Can you can separate the two? The “way of thinking” changes as new ideas are developed by the community, and the community changes based on new ideas in the “way of thinking”.
[James’ Reply: Yes you can separate the two. A community is a group of people who work and live together in some way. I can imagine two completely separate communities of people who both have the CDT mindset.]
“You could think of CDT partly as an ethical position about testing.”
By ethical, do you mean “I have the responsibility to perform the best I can in a given situation because it is the right thing to do”?
[James’ Reply: Not really, but close. By ethical, I mean it constrains behavior based on values. For instance, it involves treating testing as primarily a human process done by and for humans.]
Also, you say “PARTLY as an ethical position”. If it’s not just ethical, can you elaborate on the other part?
[James’ Reply: Sure. It’s not only an ethical position, but it’s an ontological and epistemic position, too. It claims there is no such thing as a best practice, for instance. That’s not an ethical statement, it’s a statement of fact within the way we look at the world.]
“HOWEVER, what if you aren’t a “joiner” and you don’t want to be seen as “belonging” to any particular testing community. There are a lot of testers like that. Okay then, you can say that you’re not a member of any school of testing.”
Can you define the difference between school and community? Can you be in the community, but not be in the school? What about the other way around?
[James’ Reply: My wife and son are my family. That’s a little community.

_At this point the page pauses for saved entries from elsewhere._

PR #4183, opened 2024-02-04
commons, console - add a isExternal flag & hide password update forms for users authenticated externally

marwanehcine:
In preauth mode, no need to manage user password, a code refactor is done to handle this case.

### DIFF
--- a/commons/src/main/java/org/georchestra/security/model/GeorchestraUser.java
+++ b/commons/src/main/java/org/georchestra/security/model/GeorchestraUser.java
@@ -92,6 +92,9 @@ public class GeorchestraUser implements Serializable {
     /** Maps to Account.getOAuth2Uid */
     private String oAuth2Uid;
 
+    /** Provided by request header {@code sec-external-authentication} */
+    private Boolean isExternalAuth = false;
+
     public void setRoles(List<String> roles) {
         this.roles = roles == null ? new ArrayList<>() : roles;
     }
--- a/console/src/main/java/org/georchestra/console/ws/edituserdetails/EditUserDetailsFormBean.java
+++ b/console/src/main/java/org/georchestra/console/ws/edituserdetails/EditUserDetailsFormBean.java
@@ -36,6 +36,7 @@ public class EditUserDetailsFormBean implements java.io.Serializable {
     private String description;
     private String postalAddress;
     private boolean isOAuth2;
+    private boolean isExternalAuth;
 
     @Override
     public String toString() {
@@ -131,4 +132,13 @@ public class EditUserDetailsFormBean implements java.io.Serializable {
     public void setIsOAuth2(boolean isOAuth2) {
         this.isOAuth2 = isOAuth2;
     }
+
+    public boolean getIsExternalAuth() {
+        return isExternalAuth;
+    }
+
+    public void setIsExternalAuth(boolean isExternalAuth) {
+        this.isExternalAuth = isExternalAuth;
+    }
+
 }
--- a/console/src/main/java/org/georchestra/console/ws/edituserdetails/EditUserDetailsFormController.java
+++ b/console/src/main/java/org/georchestra/console/ws/edituserdetails/EditUserDetailsFormController.java
@@ -19,6 +19,7 @@
 
 package org.georchestra.console.ws.edituserdetails;
 
+import static org.georchestra.commons.security.SecurityHeaders.SEC_EXTERNAL_AUTHENTICATION;
 import static org.georchestra.commons.security.SecurityHeaders.SEC_USERNAME;
 
 import java.io.IOException;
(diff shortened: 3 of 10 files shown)


console/src/main/java/org/georchestra/console/ws/edituserdetails/EditUserDetailsFormController.java
```diff
@@ -67,6 +67,11 @@
 @SessionAttributes(types = EditUserDetailsFormBean.class)
 public class EditUserDetailsFormController {
 
+    private static final String PREAUTH_IDP = "preauth-idp";
+    private static final String PREAUTH_USER_ID = "preauth-userid";
+
```
pmauduit, line 72: `preauth` prefixed headers are meant to be consumed by the georchestra gateway. Once behind the gateway, the proxified webapps should not receive them (see documentation here: https://github.com/georchestra/georchestra-gateway/blob/main/docs/pre-authentication.adoc), but receive the usual `sec-*` prefixed headers.

console/src/main/webapp/WEB-INF/i18n/application.properties
```diff
@@ -153,3 +153,5 @@ shortName.label=Short name
 name.label=Name
 address.label=Address
 orgType.label=Organization Type
+preauth.name.label=Identity Provider
+preauth.uid.label=User ID
```
pmauduit, line 157: I think we are mixing 2 concepts:

* preauthentication: which is the mechanism where the authentication is performed by another component before hitting georchestra
* external identity providers

if we are using the same labels, maybe we should find something more "generic" for both concepts.

pmauduit (changes requested):
I think there is a misconception here (see comments). We don't want to globally disable password modifications, but disable it when it is not relevant, eg. when the user is connected via:

* cascaded SASL LDAP authentication (already implemented)
* third-party identity provider
* preauthentication via headers

As far as I understand the current PR, the intent is to globally disable it. Maybe it will require to introduce a header sent by the gateway or the SP to indicate that the authentication is "external" / not managed from georchestra.

commons/src/main/java/org/georchestra/security/model/GeorchestraUser.java
```diff
@@ -92,6 +92,9 @@ public class GeorchestraUser implements Serializable {
     /** Maps to Account.getOAuth2Uid */
     private String oAuth2Uid;
 
+    /** Provided by request header {@code sec-external-authentication} */
+    private String isExternalAuth = "false";
```
pmauduit, line 96: Why not a boolean instead of a String ?

console/src/main/java/org/georchestra/console/ws/edituserdetails/EditUserDetailsFormBean.java
```diff
@@ -35,7 +35,7 @@ public class EditUserDetailsFormBean implements java.io.Serializable {
     private String org;
     private String description;
     private String postalAddress;
-    private boolean isOAuth2;
+    private String isOAuth2;
```
pmauduit, line 38: same remark

console/src/main/webapp/WEB-INF/views/changePasswordForm.jsp
```diff
@@ -41,91 +41,105 @@
 
 <body>
     <%@ include file="header.jsp" %>
+    <% String externalAuthentication=request.getHeader("sec-external-authentication");%>
```
pmauduit, line 44: Don't we have access to the GeorchestraUser here, instead of having to work with the raw http headers ?

pmauduit (commented):
Gobally the same remark as the one I did on the georchestra-gateway pull-request

console/src/main/webapp/WEB-INF/views/changePasswordForm.jsp
marwanehcine: We have access only to 'changePasswordForm'.
We need to handle access to this page globally (for OAuth2 and PreAuth cases). It would be better to use header to handle both cases, I think.

pmauduit: grepping the codebase, I can't see anywhere else where we call `request.getHeader()` directly from a JSP file.

Taking what is done in `EditUserDetailsFormController` as an example, I'd have opted for putting the flag into the model ; also maybe introducing a constant into the SecurityHeaders class from the georchestra-commons would have been relevant, at least it would have been closer to how things are already done here.

* https://github.com/georchestra/georchestra/blob/master/console/src/main/java/org/georchestra/console/ws/edituserdetails/EditUserDetailsFormController.java#L115
* https://github.com/georchestra/georchestra/blob/master/commons/src/main/java/org/georchestra/commons/security/SecurityHeaders.java#L53-L65

marwanehcine: Hello,
  - request.getHeader() is not used in console but it has been used on header module
  - in EditUserDetailsFormController, we get user details from LDAP (EditUserDetailsFormController.java, line 116). We have already made the decision to not put external auth boolean into LDAP. So it is not possible to put this information into model object.
  - regarding SecurityHeaders constants, i have updated code in gateway and georchestra to use SecurityHeaders static constants.

console/src/test/java/org/georchestra/console/ws/changepassword/ChangePasswordControllerTest.java
```diff
@@ -86,7 +91,9 @@ public void initForm() {
     @Test
     public void setupForm() throws Exception {
         userIsSpringSecurityAuthenticatedAndExistInLdap("me");
-        String ret = ctrlToTest.setupForm(model);
+        request.addHeader(SEC_EXTERNAL_AUTHENTICATION, "false");
+
+        String ret = ctrlToTest.setupForm(request, response, model);
         assertEquals("changePasswordForm", ret);
     }
```
pmauduit, line 99: Maybe it would deserve the opposite test ? (when the header is set to `true`)

pmauduit (approved):
LGTM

A community is a group of people whose lives intertwine in some way. A school of thought, in this context, is a pattern of thinking that defines and guides how you see your world. Generally speaking, people who see the world similarly will form communities, but they may not. Personal animosities, for instance, may prevent that.]

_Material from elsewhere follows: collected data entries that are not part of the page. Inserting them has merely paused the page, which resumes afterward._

PR #4193, opened 2024-02-20
[CONSOLE] Force confirmation on org deletion

f-necas:
Actual behavior : 

Org are directly deleted when button is click.

New behavior :

A confirm popup is displayed to allow org deletion.

### DIFF
--- a/console/src/main/webapp/manager/app/app.es6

“But I’m going to ignore her, pretty much. My shorthand for that is to say that she belongs to a different school of testing. “
So are you saying that no two schools can get along?

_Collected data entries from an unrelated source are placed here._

PR #4532, opened 2025-07-09
chore: ldap - removes the geoserver_privileged_user user (fixes #1073)

### LINKED ISSUE #1073: Avoid populating geoserver_privileged_user by default
For server side communications, we're sometimes using basic auth with a geoserver privileged user (eg: extractorapp). This is sub-optimal IMO.

Instead, could we reuse the user session (security-proxy cookie) that we would allow to go along with the proxied request ?

pmauduit:
The title is self-explanatory: see #1073 for the context.

Since the user is "protected", it won't show up in the console, and if not configured explicitely to use another password, will come with a default one, allowing people to connect to the platform with an `ADMINISTRATOR` account.

It seems that this user is no longer used, as geofence is not an external module anymore and integrated as an option to geoserver, and extractorapp also disappeared some years ago.

There are still some occurences of the user in the codebase:
1. still some references in the testsuite
2. It has been kept into the analytics configuration, as it sounds relevant to still filter it out from this module.

### DIFF
--- a/console/README.md
+++ b/console/README.md
@@ -140,12 +140,9 @@ Once created, set the following parameters:
 
 ### Protected Users
 
-Several user accounts can be protected against deletion or modification, with the `protectedUsersList` property, which holds a comma separated list of user accounts `uid`. These users also do not show up in the manager.
-
-By default, only `geoserver_privileged_user` is protected:
-```
-protectedUsersList=geoserver_privileged_user
-```
+Several user accounts can be protected against deletion or modification, with
+the `protectedUsersList` property, which holds a comma separated list of user
+accounts `uid`. These users also do not show up in the console.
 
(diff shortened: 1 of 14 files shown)


landryb:
wasnt it used in mapfishprint/mfapp (and maybe mapstore) to print 'protected' layers ?

pmauduit:
> and all [the places](https://github.com/search?q=repo%3Ageorchestra%2Fdatadir%20geoserver_privileged_user&type=code) that reference a 'privileged user'
 
I think it makes sense to keep the occurence in analytics (the old module), to ensure retrocompatibility (else the risk is to display the user in the charts/tables from the webapp, which won't harm though, but still).

f-necas (approved):

PR #4537, opened 2025-07-28
Update .gitmodules to update branches for 25.0

f-necas:
Create two different branches to avoid conflicts with non submodules builds

### DIFF
--- a/.gitmodules
+++ b/.gitmodules
@@ -1,8 +1,8 @@
 [submodule "geonetwork"]
 	path = geonetwork
 	url = https://github.com/georchestra/geonetwork.git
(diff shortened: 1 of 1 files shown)


landryb (approved):
i dont know if it matters much, but that triggered my OCD.. i'd rather have consistency with the existing branches on [geoserver](https://github.com/georchestra/geoserver/branches) and [geonetwork](https://github.com/georchestra/geonetwork/branches/), eg maybe `georchestra-gn4.4.8-25.0` and `2.27.1-georchestra-25.0` ? (eventually dropping the `georchestra` bit maybe..)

[James’ Reply: I’m saying they don’t agree on the meanings of words or on what matters and what doesn’t matter. Otherwise, I guess they can get along fine!]
As a tester who believes in context, shouldn’t I review all possible schools of thought to determine the best course of testing action for my client given the context?
[James’ Reply: No, because you don’t choose your school of thought based on transient context, any more than you would convert to a new religion based on which one has a nicer holiday coming up.]
Different schools of thought reminds me of the frustration I have with politics. Both parties have the same basic job to do, and in my opinion, both parties have some good ideas. Wouldn’t the best governing party be one that takes the best ideas from all schools of thought and puts them to use?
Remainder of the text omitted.